Given the setting, "Fevre Dream" unavoidably explores slavery; Julian is introduced feeding on the blood of enslaved people. Vampires in "Fevre Dream" call humans "cattle," echoing the way that chattel slavery dehumanized Black people. York, who wants to free his people of the "red thirst," is looked down upon by Julian the way that slavers would have at white abolitionists. When York steps in sunlight, Julian jests that he wants his skin to turn "brown and leathery."

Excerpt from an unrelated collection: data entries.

PR #29, opened 2026-05-14
feat(memory): add FIFO overflow strategy

geri1701:
## Summary

   Adds an opt-in `memoryOverflowStrategy` setting for memory files that reach their
 character limit.

   Available strategies:

   - `auto-consolidate` — existing default behavior
   - `reject` — return an error without consolidation
   - `fifo-evict` — rotate older entries in file order until the new entry fits

   If `memoryOverflowStrategy` is not set, the default remains `auto-consolidate`. The
 existing `autoConsolidate` setting continues to work.

   ## Notes

   - Default behavior is unchanged.
   - `fifo-evict` applies to MEMORY.md, USER.md, and project-scoped memory.
   - Rotated entries are included in the visible memory tool result as normal text so they
 can be reviewed or added again if needed.

   ## Testing

   - `./node_modules/.bin/tsc --noEmit`
   - `node --import tsx --test tests/config.test.ts tests/store/memory-store.test.ts
 tests/tools/memory-tool.test.ts`
   - Live-tested in Pi with the local extension installed and `memoryOverflowStrategy:
 "fifo-evict"`

### DIFF
--- a/README.md
+++ b/README.md
@@ -357,6 +357,7 @@ Create `~/.pi/agent/hermes-memory-config.json`:
   "nudgeToolCalls": 15,
   "reviewRecentMessages": 0,
   "reviewEnabled": true,
+  "memoryOverflowStrategy": "auto-consolidate",
   "autoConsolidate": true,
   "correctionDetection": true,
   "failureInjectionEnabled": true,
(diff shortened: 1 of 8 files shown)


chandra447:
Nice addition — really like the memoryOverflowStrategy options, especially fifo-evict.

One question/suggestion: with fifo-evict, do we also want to evict the corresponding SQLite rows used by memory_search?

Right now, if Markdown and SQLite drift, memory_search (currently ordered by last_referenced DESC) could surface entries that were already evicted from active memory files.

Would you be open to:
1) syncing FIFO evictions to SQLite (so active memory + searchable memory stay aligned), and
2) optionally adding configurable memory_search sort (last_referenced vs created) if we want more control later?

Curious what you think on preferred default ordering after eviction support is in place.

geri1701:
Thanks, yes — I think syncing FIFO evictions to SQLite makes sense.

   I initially kept the FIFO change focused on the Markdown source of truth, but since
 successful add/replace/remove operations are already mirrored into SQLite, FIFO rotation is
 effectively a remove side-effect of a successful add. So I’d be happy to add a small
 best-effort SQLite cleanup for `result.evicted_entries`.

   A few boundaries I’d like to keep:
   - Markdown remains the source of truth.
   - SQLite cleanup should not block or fail the successful memory write.
   - Missing SQLite rows should be ignored quietly, since the mirror can already be
 stale/backfilled.
   - No `memory_search` ranking/sort changes in this PR.

   For ordering, I’d keep the current `last_referenced DESC` default for now. Configurable
 sort (`last_referenced` vs `created`) sounds useful, but I’d rather handle that as a
 separate additive follow-up so this PR stays focused on the overflow behavior.

chandra447:
Love this direction — agreed on keeping scope tight for this PR.

+1 to adding best-effort SQLite cleanup for  while keeping Markdown as source of truth and ensuring memory writes never fail because of SQLite sync.

Also agree to defer memory_search ordering configurability to a separate additive follow-up PR.

chandra447:
Small correction to my previous note: I meant best-effort SQLite cleanup for evicted FIFO entries (the `result.evicted_entries` set). Fully aligned on that direction and scope.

Another easy comparison is Ryan Coogler's recent vampire movie "Sinners," set in Jim Crow Mississippi. That movie uses vampires not to depict the American South's racial hierarchies like "Fevre Dream" does, but as an allegory for cultural assimilation. Why else depict head vampire Remmick (Jack O'Connell) as an Irishman living in America

"Fevre Dream" has been adapted as a comic miniseries, scripted by Marin's protege Daniel Abraham, but no other adaptations have been realized. ("All we need is $100 million," Martin said to Winter Is Coming). Alas, like Martin's "A Dream of Spring" — the still unpublished conclusion to "A Song of Ice and Fire" — a "Fevre Dream" movie might remain, indeed, only a dream.